Work instruction:
Scan the records for "root" and copy each line that contains it.

[Data records]
○ ○ ○ ○ ○
PR #5997, opened 2018-12-03
Trigger mypy_mypyc builds on pushes to release branches

msullivan:


msullivan:
I think this needs to be cherry-picked into the release branch in order for it to work for this release

gvanrossum:
(Does this mean there's another pin move and MM update in my future?)

msullivan:
No, this is purely an infra change

PR #6787, opened 2019-05-07
Fix mypyc build

msullivan:
mypyc doesn't support non-default arguments following default arguments,
even if they are keyword only.


gvanrossum:
Have you filed a mypyc issue to fix this?

msullivan:
https://github.com/mypyc/mypyc/pull/607 is a PR to fix it

PR #6792, opened 2019-05-07
Require explicit annotations for List[object] and Dict[*, object]

jxcl:
This currently breaks mypy typechecking. Including instances like 

```
def get_reachable_graph(root: object) -> Tuple[Dict[int, object],
                                               Dict[int, Tuple[int, object]]]:
    parents = {}
    seen = {id(root): root}
```

Should `seen` require explicit annotation, or presumably mypy should be smart enough to figure this out. 

(#3816)

### DIFF
--- a/mypy/checker.py
+++ b/mypy/checker.py
@@ -1901,7 +1901,19 @@ class TypeChecker(NodeVisitor[None], CheckerPluginInterface):
                 rvalue_type = self.expr_checker.accept(rvalue)
                 if not inferred.is_final:
                     rvalue_type = remove_instance_last_known_values(rvalue_type)
+                self.check_forbidden_inference_types(rvalue_type, rvalue)
                 self.infer_variable_type(inferred, lvalue, rvalue_type, rvalue)
+
+    def check_forbidden_inference_types(self, rvalue_type: Type, rvalue: Context) -> None:
+        if isinstance(rvalue_type, Instance):
+            if rvalue_type.type.fullname() == 'builtins.list':
+                list_arg_type = rvalue_type.args[0]
+                if isinstance(list_arg_type, Instance) and list_arg_type.type.fullname() == 'builtins.object':
+                    self.msg.forbidden_inference_of_object(rvalue_type, rvalue)
+            elif rvalue_type.type.fullname() == 'builtins.dict':
+                dict_value_type = rvalue_type.args[1]
+                if isinstance(dict_value_type, Instance) and dict_value_type.type.fullname() == 'builtins.object':
+                    self.msg.forbidden_inference_of_object(rvalue_type, rvalue)
 
     def check_compatibility_all_supers(self, lvalue: RefExpr, lvalue_type: Optional[Type],
                                        rvalue: Expression) -> bool:
--- a/mypy/checker.py
+++ b/mypy/checker.py
@@ -14,7 +14,7 @@ from mypy.nodes import (
     SymbolTable, Statement, MypyFile, Var, Expression, Lvalue, Node,
     OverloadedFuncDef, FuncDef, FuncItem, FuncBase, TypeInfo,
     ClassDef, Block, AssignmentStmt, NameExpr, MemberExpr, IndexExpr,
-    TupleExpr, ListExpr, ExpressionStmt, ReturnStmt, IfStmt,
+    TupleExpr, ListExpr, DictExpr, ExpressionStmt, ReturnStmt, IfStmt,
     WhileStmt, OperatorAssignmentStmt, WithStmt, AssertStmt,
     RaiseStmt, TryStmt, ForStmt, DelStmt, CallExpr, IntExpr, StrExpr,
     UnicodeExpr, OpExpr, UnaryExpr, LambdaExpr, TempNode, SymbolTableNode,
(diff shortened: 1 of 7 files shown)


mypy/checker.py
```diff
@@ -1901,8 +1901,20 @@ def check_assignment(self, lvalue: Lvalue, rvalue: Expression, infer_lvalue_type
                 rvalue_type = self.expr_checker.accept(rvalue)
                 if not inferred.is_final:
                     rvalue_type = remove_instance_last_known_values(rvalue_type)
+                self.check_forbidden_inference_types(rvalue_type, rvalue)
```
ilevkivskyi: I think this should be triggered only if `rvalue` is a list or dict literal, like `[x, y, z]` or `{1: 2, 3: 4}`.

mypy/messages.py
```diff
@@ -1035,6 +1035,12 @@ def operator_method_signatures_overlap(
                       forward_method, self.format(forward_class)),
                   context)
 
+    def forbidden_inference_of_object(self, expr: Type, context: Context) -> None:
+        self.fail('Variable inferred to {}, which is forbidden.'.format(
```
ilevkivskyi: I think the error message should be just `Need type annotation for variable`. I think you can re-use the existing method for this error.

mypy/checker.py
```diff
@@ -1901,8 +1901,20 @@ def check_assignment(self, lvalue: Lvalue, rvalue: Expression, infer_lvalue_type
...
+    def check_forbidden_inference_types(self, rvalue_type: Type, rvalue: Context) -> None:
+        if isinstance(rvalue_type, Instance):
+            if rvalue_type.type.fullname() == 'builtins.list':
+                list_arg_type = rvalue_type.args[0]
+                if isinstance(list_arg_type, Instance) and list_arg_type.type.fullname() == 'builtins.object':
+                    self.msg.forbidden_inference_of_object(rvalue_type, rvalue)
+            elif rvalue_type.type.fullname() == 'builtins.dict':
+                dict_value_type = rvalue_type.args[1]
+                if isinstance(dict_value_type, Instance) and dict_value_type.type.fullname() == 'builtins.object':
+                    self.msg.forbidden_inference_of_object(rvalue_type, rvalue)
```
ilevkivskyi: I think we should not emit these errors if `--allow-untyped-globals` is set to true and we are not at function scope (especially if we change the message to be just `Need type annotation ...`).

ilevkivskyi:
Please don't force-push and/or rebase, this makes reviewing much harder, just push more commits and merge when necessary.

jxcl:
Sorry, didn't see that until my last force push. I will stop.

mypy/checker.py
```diff
@@ -1901,8 +1901,47 @@ def check_assignment(self, lvalue: Lvalue, rvalue: Expression, infer_lvalue_type
...
+
+            elif isinstance(rvalue, DictExpr):
+                dict_value_type = rvalue_type.args[1]
+                if isinstance(dict_value_type, Instance):
+                    if dict_value_type.type.fullname() != 'builtins.object':
+                        # The values in this dict have a specific type, no further checks
+                        # are needed
+                        return
+
+                    if self.iterable_has_object_type(map(lambda x: x[1], rvalue.items)):
```
jxcl: I'm pretty sure this is not optimal, but I couldn't think how to do this a better way

mypy/messages.py
jxcl: Would there be any use to modify this method to add a "reason" field to perhaps make the error message more friendly?

ilevkivskyi: I think it may be only confusing. A better idea would be to add a note with a link to docs under such error explaining why annotations are needed. I think this idea already appeared in one of the issues. This can probably be done in a separate PR.

mypy/checker.py
```diff
@@ -1901,8 +1901,47 @@ def check_assignment(self, lvalue: Lvalue, rvalue: Expression, infer_lvalue_type
                 rvalue_type = self.expr_checker.accept(rvalue)
                 if not inferred.is_final:
                     rvalue_type = remove_instance_last_known_values(rvalue_type)
+                self.check_forbidden_inference_types(lvalue, rvalue, rvalue_type)
                 self.infer_variable_type(inferred, lvalue, rvalue_type, rvalue)
 
+    def check_forbidden_inference_types(self, lvalue: Lvalue, rvalue: Context, rvalue_type: Type) -> None:
+        if (isinstance(rvalue_type, Instance) and isinstance(lvalue, RefExpr)):
```
ilevkivskyi: Parentheses are redundant here.

mypy/checker.py
```diff
@@ -1901,8 +1901,47 @@ def check_assignment(self, lvalue: Lvalue, rvalue: Expression, infer_lvalue_type
                 rvalue_type = self.expr_checker.accept(rvalue)
                 if not inferred.is_final:
                     rvalue_type = remove_instance_last_known_values(rvalue_type)
+                self.check_forbidden_inference_types(lvalue, rvalue, rvalue_type)
                 self.infer_variable_type(inferred, lvalue, rvalue_type, rvalue)
 
+    def check_forbidden_inference_types(self, lvalue: Lvalue, rvalue: Context, rvalue_type: Type) -> None:
```
ilevkivskyi: Please add a docstring to this function.

mypy/checker.py
```diff
@@ -1901,8 +1901,47 @@ def check_assignment(self, lvalue: Lvalue, rvalue: Expression, infer_lvalue_type
...
+                        # The values in this dict have a specific type, no further checks
+                        # are needed
+                        return
+
+                    if self.iterable_has_object_type(map(lambda x: x[1], rvalue.items)):
+                        return
+
+                    self.msg.need_annotation_for_var(lvalue.node, rvalue)
+
+    def iterable_has_object_type(self, items: Iterator[Expression]) -> bool:
```
ilevkivskyi: A docstring here would be also helpful.

ilevkivskyi: Why can't you just accept an `Iterable` here?

mypy/checker.py
ilevkivskyi: You can just pass a list here `[v for (k, v) in rvalue.items]`.

mypy/checker.py
```diff
@@ -1904,16 +1904,22 @@ def check_assignment(self, lvalue: Lvalue, rvalue: Expression, infer_lvalue_type
...
                 if isinstance(list_arg_type, Instance):
                     if list_arg_type.type.fullname() != 'builtins.object':
                         # This list has a specific type, no further checks needed.
                         return
 
-                    if self.iterable_has_object_type(iter(rvalue.items)):
+                    if self.iterable_has_object_type(rvalue.items):
                         return
 
                     self.msg.need_annotation_for_var(lvalue.node, rvalue)
```
jxcl: This currently throws a mypy error:
```
mypy/checker.py:1919: error: Argument 1 to "need_annotation_for_var" of "MessageBuilder" has incompatible type "Optional[SymbolNode]"; expected "SymbolNode"
```

I guess I need to check if lvalue.node is none, but what do I do if it is?

ilevkivskyi: I think the best way to solve this, is to use `inferred` as the first argument of this method, which is a non-optional `Var` at the place where the method is called  (instead of `lvalue`). You only use `lvalue` once in an `if` at the top, instead you can move this `if` to the call site (this will also save one indentation level here).

jxcl:
Re: Guido's comment on the issue, should I add another option to disable this behavior to preserve some backwards compatibility?

JukkaL:
It may be best to first only enable this through a flag, and once we've successfully used this with a few big codebases (for example, with internal Dropbox codebases) in addition to mypy we can make this enabled by default (or always).

ilevkivskyi:
> It may be best to first only enable this through a flag, and once we've successfully used this with a few big codebases (for example, with internal Dropbox codebases) in addition to mypy we can make this enabled by default (or always).

Why can't we just try it with Dropbox code bases _now_, even before merging? Adding new flag is still some effort, so I would propose to first address existing comments, add tests, make CI build green (this may already highlight some problems in mypy self-check, as I mentioned in my review), and then I will try this PR against our internal code bases to see how well it works.

mypy/checker.py
jxcl: According to my read, `inferred` is set by `check_lvalue` which returns a `Tuple[Optional[Type], Optional[IndexExpr], Optional[Var]]`, so we still have to check if the `Var` is there. Perhaps I am missing something?

For moving the `if`, you're talking about `if isinstance(rvalue_type, Instance) and isinstance(lvalue, RefExpr):`, correct?

ilevkivskyi: > According to my read, inferred is set by `check_lvalue` which returns a `Tuple[Optional[Type], Optional[IndexExpr], Optional[Var]]`

Well your reading is wrong. Please read more carefully, there is an unpacking.
> For moving the `if`, you're talking about `if isinstance(rvalue_type, Instance) and isinstance(lvalue, RefExpr):`, correct?

Yes.

jxcl:
Other test fixes still incoming

ilevkivskyi:
What is the status here? This has a merge conflict and some tests still fail.

msullivan:
Closing this in favor of #9051. (Which I'm not sure if it will get merged, but.)

PR #6796, opened 2019-05-07
Update error message for incompatible args

### LINKED ISSUE #5025: Argument X of "Y" incompatible with supertype "Z" - needs more detail

feature request. Presumably mypy has the type information from the supertype available and at hand. It would be extremely helpful if that information was included in the diagnostics so that I don't have to go hunting for it.

```
import datetime
class Tzoffset ( datetime.tzinfo ):
	_delta = _tzname = None
	def __init__ ( self, delta, tzname='' ):
		# type: ( datetime.timedelta, str ) -> None
		assert isinstance ( delta, datetime.timedelta )
		self._delta = delta
		self._tzname = tzname
	def utcoffset ( self, dt ):
		# type: ( datetime.datetime ) -> datetime.timedelta
		return self._delta
	def dst ( self, dt ):
		# type: ( datetime.datetime ) -> datetime.timedelta
		return self._delta
	def tzname ( self, dt ):
		# type: ( datetime.datetime ) -> str
		return self._tzname
```

error: Argument 1 of "tzname" incompatible with supertype "tzinfo"

error: Argument 1 of "tzname" incompatible with supertype "tzinfo"; expected "foo"

Python 2.7.14 (v2.7.14:84471935ed, Sep 16 2017, 20:19:30) [MSC v.1500 32 bit (Intel)] on win32
Python 3.6.4 (v3.6.4:d48eceb, Dec 19 2017, 06:04:45) [MSC v.1900 32 bit (Intel)] on win32
mypy 0.600
dunno how to check git master

mypy --py2 %1 --ignore-missing-imports --disallow-untyped-defs
mypy %1 --ignore-missing-imports --disallow-untyped-defs

  the full traceback below.

(n/a)

matys18:
Closes #5025 🛠 

Updated the error message that is displayed when the argument types of a method in a subclass are incompatible with the arguments of the same method in the superclass.

Since the output message has changed there are quite a few broken tests. I would like to review and agree on the wording before changing them.

```python
# sample.py

class A:

    def kek(self, lol: int = 0) -> None:
        print("Kek in A")


class B(A):

    def kek(self, haha: str = "") -> None:
        super().kek(1)
        print("Kek in B")
```

Output before:
```sh
mypy sample.py
sample.py:11: error: Argument 1 of "kek" incompatible with supertype "A"
```

Output now:
```
mypy sample.py
sample.py:11: error: Argument 1 of "kek" of type "str" is incompatible with supertype "A"; supertype defines the argument type as "int"
```

As pointed out by @ilevkivskyi incompatible return type error reporting could also benefit from the same treatment. Will enter a followup issue once this is merged.


mypy/messages.py
```diff
@@ -796,11 +796,15 @@ def signature_incompatible_with_supertype(
...
+            name_in_supertype: str, arg_type_in_supertype: Type, supertype: str,
+            context: Context) -> None:
         target = self.override_target(name, name_in_supertype, supertype)
-        self.fail('Argument {} of "{}" incompatible with {}'
-                  .format(arg_num, name, target), context)
+        arg_type_f = self.format_bare(arg_type)
+        arg_type_in_supertype_f = self.format_bare(arg_type_in_supertype)
+        self.fail('Argument {} of "{}" of type "{}" is incompatible with {}; '
+                  'supertype defines the argument type as "{}"'
+                  .format(arg_num, name, arg_type_f, target, arg_type_in_supertype_f), context)
```
ilevkivskyi: I don't think you need `arg_type_f` in this function. The third format argument is the name of the superclass (it was already OK). You only need `arg_type_in_supertype_f`.

matys18: Fair enough. I've updated the code 👍

PR #6800, opened 2019-05-08
Sync typeshed

ilevkivskyi:
Syncing just because we didn't do this for a while (plus to test the recent `str.__contains__()` signature updates).

### DIFF
--- a/mypy/stubgen.py
+++ b/mypy/stubgen.py
@@ -717,7 +717,7 @@ class StubGenerator(mypy.traverser.TraverserVisitor):
             typename = self.print_annotation(annotation)
             if (isinstance(annotation, UnboundType) and not annotation.args and
                     annotation.name == 'Final' and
○ ○ ○ ○ ○
Reply to the exercise:
def get_reachable_graph(root: object) -> Tuple[Dict[int, object],
    seen = {id(root): root}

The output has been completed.